Government minimum price plan unveiled
The Government has launched a 10-week consultation on the alcohol strategy as Prime Minister David Cameron seeks views on setting a minimum alcohol unit price of 45p across the UK and Wales.
The proposed price is higher than the 40p that the Prime Minister David Cameron publicly backed earlier this year when the minimum price plan was first announced as part of the Government’s alcohol strategy.
Multi-deal promotions in supermarkets and off-licences could also be banned under the latest plans, which are expected to be examined in the consultation.
The consultation, which was originally planned to take place during the summer, will assess whether a minimum price for alcohol will reduce binge drinking and help curb antisocial behaviour.
Officials have said that that setting a minimum unit price for alcohol will primarily affect strong lager and ciders as well as other low-cost high-alcohol drinks.
Policing minister Damian Green says: ‘These measures are not about stopping responsible drinking but designed to tackle the minority who cause alcohol-related crime and disorder in our local communities. The evidence is clear - the availability of cheap alcohol contributes to harmful levels of drinking. It can’t be right that it is possible to purchase a can of beer for as little as 20p.”
Alcohol producers and retailers, which dismissed the price proposal as a “misguided” measure earlier this year, said the consultation would not address the causes of irresponsible drinking and set a “dangerous precedent for Government interference in markets in the future.”

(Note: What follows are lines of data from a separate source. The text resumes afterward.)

PR #4743, opened 2021-03-21
Idx plugins backward compat

jkl1337:
Here's a rough proposal for using Device Idx based addressing in plugins with backward and easy forward compatibility (updated plugins can continue to work on old stable). 
Note the use of Type+Subtype for uniqueness rather than just DeviceID + Unit is a trivial modification - I'll fix it.

To use this a plugin calls Domoticz.UseDeviceIndex() at module load time.
After this Devices is now indexed by Idx and creating devices doesn't require a Unit - it changes the Devices constructor. Otherwise the API is similar, so this has minimal impact on existing plugins.
There are alternatives, but the advantage of this way is the plugin can detect the feature at load time and support both indexing methods easily - obviously just not doing the allocation of a Unit number if the Idx feature is available.

### DIFF
--- a/hardware/plugins/DelayedLink.h
+++ b/hardware/plugins/DelayedLink.h
@@ -29,6 +29,8 @@ namespace Plugins {
 #define DECLARE_PYTHON_SYMBOL(type, symbol, params)	typedef type (PYTHON_CALL symbol##_t)(params); symbol##_t  symbol
 #define RESOLVE_PYTHON_SYMBOL(symbol)  symbol = (symbol##_t)RESOLVE_SYMBOL(shared_lib_, #symbol)
 
+#define DECLARE_PYTHON_DATA_SYMBOL(type, symbol) typedef const type *symbol##_t; symbol##_t symbol;
+
 	struct SharedLibraryProxy
 	{
 #ifdef WIN32
@@ -62,6 +64,7 @@ namespace Plugins {
 		DECLARE_PYTHON_SYMBOL(const char*, PyUnicode_AsUTF8, PyObject*);
 		DECLARE_PYTHON_SYMBOL(char*, PyByteArray_AsString, PyObject*);
 		DECLARE_PYTHON_SYMBOL(PyObject*, PyUnicode_FromKindAndData, int COMMA const void* COMMA Py_ssize_t);
+		DECLARE_PYTHON_SYMBOL(PyObject*, PyLong_FromUnsignedLongLong, unsigned long long);
 		DECLARE_PYTHON_SYMBOL(PyObject*, PyLong_FromLong, long);
 		DECLARE_PYTHON_SYMBOL(PY_LONG_LONG, PyLong_AsLongLong, PyObject*);
 		DECLARE_PYTHON_SYMBOL(PyObject*, PyModule_GetDict, PyObject*);
@@ -135,6 +138,8 @@ namespace Plugins {
 		DECLARE_PYTHON_SYMBOL(PyObject*, PyObject_GetIter, PyObject*);
 		DECLARE_PYTHON_SYMBOL(PyObject*, PyIter_Next, PyObject*);
 
+		DECLARE_PYTHON_DATA_SYMBOL(PyTypeObject, PyUnicode_Type);
+
 #ifdef _DEBUG
 		// In a debug build dealloc is a function but for release builds its a macro
 		DECLARE_PYTHON_SYMBOL(void, _Py_Dealloc, PyObject*);
@@ -203,6 +208,7 @@ namespace Plugins {
 					RESOLVE_PYTHON_SYMBOL(PyByteArray_AsString);
 					RESOLVE_PYTHON_SYMBOL(PyUnicode_FromKindAndData);
 					RESOLVE_PYTHON_SYMBOL(PyLong_FromLong);
+					RESOLVE_PYTHON_SYMBOL(PyLong_FromUnsignedLongLong);
 					RESOLVE_PYTHON_SYMBOL(PyLong_AsLongLong);
 					RESOLVE_PYTHON_SYMBOL(PyModule_GetDict);
 					RESOLVE_PYTHON_SYMBOL(PyDict_New);
@@ -277,6 +283,8 @@ namespace Plugins {
 					RESOLVE_PYTHON_SYMBOL(PyFloat_AsDouble);
 					RESOLVE_PYTHON_SYMBOL(PyObject_GetIter);
 					RESOLVE_PYTHON_SYMBOL(PyIter_Next);
+
+					RESOLVE_PYTHON_SYMBOL(PyUnicode_Type);
 				}
 			}
 			_Py_NoneStruct.ob_refcnt = 1;
@@ -420,6 +428,7 @@ extern	SharedLibraryProxy* pythonLib;
 #define PyByteArray_AsString	pythonLib->PyByteArray_AsString
 #define PyUnicode_FromKindAndData  pythonLib->PyUnicode_FromKindAndData
 #define PyLong_FromLong			pythonLib->PyLong_FromLong
+#define PyLong_FromUnsignedLongLong  pythonLib->PyLong_FromUnsignedLongLong
 #define PyLong_AsLongLong		pythonLib->PyLong_AsLongLong
 #define PyModule_GetDict		pythonLib->PyModule_GetDict
 #define PyDict_New				pythonLib->PyDict_New
@@ -497,6 +506,8 @@ extern	SharedLibraryProxy* pythonLib;
 #define PyFloat_AsDouble		pythonLib->PyFloat_AsDouble
 #define	PyObject_GetIter		pythonLib->PyObject_GetIter
 #define	PyIter_Next				pythonLib->PyIter_Next
+
+#define PyUnicode_Type (*pythonLib->PyUnicode_Type)
 
 #ifndef _Py_DEC_REFTOTAL
 /* _Py_DEC_REFTOTAL macro has been removed from Python 3.9 by: https://github.com/python/cpython/commit/49932fec62c616ec88da52642339d83ae719e924 */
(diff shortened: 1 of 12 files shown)


gizmocuz:
I noticed some changes also in mainworker.cpp, not sure if those are needed.

How does this work, you provide a idx value (like 10) and the device is created with idx=10 ? Or is it the DeviceID that is using the number 10 ?

I still think the best method for now and the feature is to create the following functions

idx = createDevice(Type, SubType, Unit, optional switchtype, Name, , nValue/svalue)
updateDevice(idx, nvalue)
updateDevice(idx, svalue)
updateDevice(idx, nvalue, svalue)

jkl1337:
> I noticed some changes also in mainworker.cpp, not sure if those are needed.

The changes are pretty minimal and they are only to get the ID column propagated to the plugin. Right now the plugin extension points in there ride on the fact that Unit is carried around in one of the database result vectors.
 
> How does this work, you provide a idx value (like 10) and the device is created with idx=10 ? Or is it the DeviceID that is using the number 10 ?

Nope just do dev = Device('Name', DeviceID='arbitrary', Unit=any_number, Type=...), and then dev.Create(). Just like before, except Unit does not have to be unique. Now dev.ID (which always existed) will give the generated ID. The Devices dictionary will be keyed by Idx (ID column) and callbacks get Idx as the first argument.

As has been stated elsewhere the tuple (HardwareID, DeviceID, Unit, Type, Subtype) is a candidate key for devices, and HardwareID is fixed per plugin, which means the key within a plugin would be (DeviceID, Unit, Type, Subtype). One of the objections in the zigbee2mqtt issue thread for not migrating away from Unit was that it would be cumbersome to have to use a composite key within plugin code. Well the answer to that is just don't do that; there's a perfectly good primary key - Device Idx (aka ID column).
 
> I still think the best method for now and the feature is to create the following functions
> 
> idx = createDevice(Type, SubType, Unit, optional switchtype, Name, , nValue/svalue)
> updateDevice(idx, nvalue)
> updateDevice(idx, svalue)
> updateDevice(idx, nvalue, svalue)

This is effectively what this change does. After calling Domoticz.UseDeviceIndex() at initialization, the Device constructor API changes subtly to no longer require a Unit value (however DeviceID and Unit must be unique - as mentioned I can loosen this constraint to the entire 4-tuple). Then the key for the Devices dictionary is the Device Idx and all callbacks get the Idx instead of Unit.

The niceness of this is that implementing the feature this way is "upgrading" existing plugin code is easy - generate a unique DeviceID (which plugins like zigbee2mqtt already do) and don't do that painful Unit generation that a lot of plugins have to do. It is easy to feature test UseDeviceIndex at runtime and switch accordingly with one code base.

Unfortunately some of the internal callback functions are a little ugly now to be backward compatible, but there will be some price to pay.

gizmocuz:
Thanks for the clarifications! Makes sense !... the only thing is that this 'new' method is the preferred (correct) method, and currently we have to 'enable' the preferred method

I have a few things I would like to see changed:

No changes in mainworker (SwitchLightInt/SetSetPointInt), SQLHelper etc... should not be needed, you can build the vector
Also makes this PR cleaner , only python related code is changed

using nullptr is good (and should be used), but sometimes i noticed you are using

`if (pointer == nullptr)`

and sometimes you use

`if (!pointer)`

(i would prefer == nullptr)

or

`return nullptr;`

but sometimes (also in the same function) you use

`return 0;`

(I would prefer return nullptr)


If you also implemented the below new python calls, we could in the end remove all obsolete calls, and display warnings in the log if old functions are still used... 

idx = createDevice(Type, SubType, Unit, optional switchtype, Name, , nValue/svalue)
updateDevice(idx, nvalue)
updateDevice(idx, svalue)
updateDevice(idx, nvalue, svalue)
removeDevice(idx)

jkl1337:
> No changes in mainworker (SwitchLightInt/SetSetPointInt), SQLHelper etc... should not be needed, you can build the vector
> Also makes this PR cleaner , only python related code is changed

This is unavoidable. The changes in mainworker, SQLHelper, and EventSystem are touching python plugin specific code that was already present. The plugin code is tightly coupled in a bunch of places in the core. I didn't add any more coupling. main/EventSystem.cpp change is to the SecurityEventCallback already present. The 1st SQLHelper change is to pass the ID to the DeviceAdded callback already there, and the second is for the DeviceRemoved callback. (what I *will* do with that one is clean it up a bit.. I passed through it very quickly and now on review it is clear that the original code was quite ugly and deserves a minor cleanup.)

The first WebServer.cpp change is very minor related to the admin API switch debug code (I think this is the only thing not completely plugin related that got affected and I think it's pretty benign). The second change is for existing plugin related Node Failure notification.

I think changing SwitchLightInt to take idx is very reasonable, as its caller already takes it, and the same is true for SetSetPointInt. That these changes are only affecting internal API functions without much collateral damage around the code base I think is telling. 
 
> using nullptr is good (and should be used), but sometimes i noticed you are using
> ...
Agreed.

> `return 0;`
> (I would prefer return nullptr)

I do not disagree. I think the code you're referring to is some of the error handling code. This was cut-and-paste from elsewhere, there's a lot of existing code in those modules that still uses 0. I'll go through it in a separate commit to keep the diff noise down. (The insert code I put in can be cleaned up a bit).

> 
> If you also implemented the below new python calls, we could in the end remove all obsolete calls, and display warnings in the log if old functions are still used...
> 
> idx = createDevice(Type, SubType, Unit, optional switchtype, Name, , nValue/svalue)
> updateDevice(idx, nvalue)

I don't disagree with cleaning the API in general, however I think it's a separate problem.

tl;dr: i don't disagree with renaming things - but I don't see how to avoid an explicit "version" or "use" declaration.

Edit: on rereading and thinking about it a different way - the main practical problem I have with this is:
With the current proposal the new style plugin has to make a declaration call (that they can feature test) and then the entire semantics of Devices dictionary and Device changes cleanly and completely - it's a dichotomous API - the names are the same but that's it - the interface has actually changed. If we get rid of the declaration call and add a new parallel API then what do we do with the existing interface including Devices table? It isn't feasible to keep it around - something has to tell the framework to make the old 255 device limited table go away - we can't cleanly deprecate it and support more than 255 devices. Like if this is a problem with naming, I get it, the names can be changed, but that doesn't deal with the old API. At least the mechanism proposed deals with it.

SIdebar:
I think the other issue here is - as wonky and arbitrarily hobbled as the existing plugin API is, there are probably a lot of consumers of it that never run into its limitations - and what gain is there in forcing this long tail to migrate at all? Plugins like zigbee2mqtt and possibly a zwave equivalent, other general purpose plugins like for mqtt tasmota and esphome clearly have a benefit to overcoming this limitation - and its not the prettiest that they have to add some declaration - but they're going to have to change *anyway*. Maybe the name UseDeviceIndex is stupid (it is and it isn't) - call it UseAPIVersion(2) - but I think the backward/forward compatibility has some merit.  

I won't belabor this point further but it is something to consider.

jkl1337:
We could have a distinct import for the new API. The current name is `Domoticz` though, so what would an appropriate name be? `domoticz` is an option or `domoticz_api`?

pipiche38:
Yes please keep the backward compatibility, breaking all python plugin will really be a shame

BTW have you see that: https://www.domoticz.com/forum/viewtopic.php?f=65&t=35452 which looks pretty promising

gizmocuz:
The plugin framework is using functions from the mainworker/sqlhelper so they need to change.
I like your PR, but I'm not going to merge it with these changes.
Please only change the plugin related code

@pipiche38 , sooner or later this will need to happen
But that's why I opted for new function names

idx = createDevice(Type, SubType, Unit, optional switchtype, Name, , nValue/svalue)
updateDevice(idx, nvalue)
updateDevice(idx, svalue)
updateDevice(idx, nvalue, svalue)
removeDevice(idx)

This way after the next stable we could give a warning in the log that old plugin methods are used and that they need to be adopted to the new methods

pipiche38:
@jkl1337  could you kindly use the 2 Py_BEGIN/END_ALLOW_THREADS macros accordingly to PR #4518 especially when doing m_sql calls

jkl1337:
> The plugin framework is using functions from the mainworker/sqlhelper so they need to change.
> I like your PR, but I'm not going to merge it with these changes.
> Please only change the plugin related code

I don't understand the ask here. The code changed in SQLHelper and mainworker is entirely plugin related. Can you provide at least of couple examples or specific commentary on the offending lines and what a feasible alternative would be?

For instance mainworker.cpp:11430. That is simply the call into the plugin hardware, everything following is a large switch statement with other unrelated hardware specific implementation details. How should that be handled differently?

gizmocuz:
Sorry if I was unclear, I am talking about these two changes that are not plugin related and used on multiple locations
(And do not need to change)

```
bool MainWorker::SwitchLightInt(const std::vector<std::string>& sd, std::string switchcmd, int level, const _tColor color, const bool IsTesting, const std::string& User)
bool MainWorker::SwitchLightInt(uint64_t idx, const std::vector<std::string> &sd, std::string switchcmd, int level, const _tColor color, const bool IsTesting, const std::string &User)

bool MainWorker::SetSetPointInt(const std::vector<std::string>& sd, const float TempValue)
bool MainWorker::SetSetPointInt(uint64_t idx, const std::vector<std::string> &sd, const float TempValue)


```

jkl1337:
I'll gladly change it. It did seem like those particular functions were entirely internal to the class, used nowhere outside of it and probably could even be made private, though.

gizmocuz:
@jkl1337 , a quick search in all files for 'SwitchLightInt' would reveal it's used on multiple locations

jkl1337:
Ah yes for that one, I suppose I knew that as necessarily the calls were changed. SetSetPointInt was the one not called elsewhere. In any event I'll change it.

gizmocuz:
@jkl1337 , Did you find some time to make the changes ?

kovainfo:
any news?

Bartekn86:
hi, any news ?

gizmocuz:
I am not sure if @jkl1337 is working on this change anymore as the last reply was from 25 March.
If someone wants to continue this work, please do so

Bartekn86:
nothing ? :(

gizmocuz:
@Bartekn86 , If you want to continue with the PR, please go ahead

waltervl:
There is some progress on this topic by Dnpwwo, not sure if it is additional work on this PR: 
https://domoticz.com/forum/viewtopic.php?p=275976#p275976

Andrew Opie, food director at the British Retail Consortium, says: “Where’s the evidence that imposing a blanket measure that puts up prices for all customers will make a difference? Most major retailers believe minimum pricing and controls on promotions are unfair to most customers.
“The Government should recognise the role of personal responsibility. It should not allow interfering in the market to regulate prices and promotions to become the default approach for public health policy.”
UK lobbying organisation for the wine and spirit industry the Wines and Spirits Trade Association (WSTA) echoed the concerns and said there were “fatal flaws” in the modelling used to support minimum unit pricing.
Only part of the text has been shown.